IFAPP International Federation of Associations of Pharmaceutical Physicians and Pharmaceutical Medicine

The first Hungarian pharmaceutical companies were founded at the beginning of the twentieth century. The university pharmacological institutes and the pharmaceutical industry traditionally cooperated very closely in the discovery and clinical development of medicinal products.

After World War II, the pharmaceutical companies were nationalized and their activities coordinated within the national economic plan. In accordance with this organization, clinical development was also centralized within a clinical pharmacological network. The network employed medical doctors working in different clinical departments who received additional training in clinical pharmacology, trial management, ethical, and regulatory principles. The scientific plan for drug evaluation was worked out jointly by industrial experts and the employees of the network. Currently, this organization may be described as a true pharmaceutical medicine network.

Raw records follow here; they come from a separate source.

PR #898, opened 2020-01-26
Launcher server (console) page ui enhancements

grandoth:
Here are some proposed changes to the Launcher server (console) pages ui. I admire what the Nitrox team has done/is doing. 

It's my first PR. Go easy :).


Sunrunner37:
Thanks for the first PR!  Since this changes some stylistic elements, can you post a screenshot?

NitroxLauncher/ServerPage.xaml.cs
```diff
@@ -9,27 +9,40 @@ namespace NitroxLauncher
     public partial class ServerPage : Page
     {
         public string Version => "NITROX ALPHA " + Assembly.GetAssembly(typeof(Extensions)).GetName().Version.ToString(3);
-        private bool embeddedServer;
+        private bool suppressFeeback;
```
Coding-Hen: Is this meant to be suppressFeedback?

grandoth: Yes. Oops.

grandoth:
```suggestion
        private bool suppressFeedback;
```

grandoth:
image

NitroxLauncher/ServerPage.xaml.cs
```diff
@@ -39,10 +52,13 @@ private void StartServer_Click(object sender, RoutedEventArgs e)
 
         private void OnSelectionChange(object sender, SelectionChangedEventArgs e)
         {
-            ComboBox box = (ComboBox)sender;
-            ComboBoxItem item = (ComboBoxItem)box.SelectedValue;
-            
-            embeddedServer = item.Tag.ToString() == "embedded";
+            if (!suppressFeeback)
```
grandoth:
```suggestion
            if (!suppressFeedback)
```

NitroxLauncher/ServerPage.xaml.cs
```diff
@@ -9,27 +9,40 @@ namespace NitroxLauncher
     public partial class ServerPage : Page
     {
         public string Version => "NITROX ALPHA " + Assembly.GetAssembly(typeof(Extensions)).GetName().Version.ToString(3);
-        private bool embeddedServer;
+        private bool suppressFeeback;
         private readonly LauncherLogic logic;
 
         public ServerPage(LauncherLogic logic)
         {
+            suppressFeeback = true;
```
grandoth:
```suggestion
            suppressFeedback = true;
```

NitroxLauncher/ServerPage.xaml.cs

The board examination in clinical pharmacology was introduced in 1979. Following political and economic changes in 1989, pharmaceutical companies regained their independence and considerably increased their medical units. A separate Clinical Trial Management Society was organized and became a member of the International Federation of Associations of Pharmaceutical Physicians and Pharmaceutical Medicine in 2004. The more than 300 active members with medical or life science training mainly work in pharmaceutical companies, contract research organizations, and the regulatory agency, performing all types of pharmaceutical medicine-related duties.

To train future experts in pharmaceutical medicine, a course in clinical medicine development was initiated at the Semmelweis University Budapest in 2009. Within the European Innovative Medicine Initiative–PharmaTrain program, the course was further developed into a joint international educational network of universities working in the Central-East European and Mediterranean regions under the name of the ‘Cooperative European Medicine Development Course’.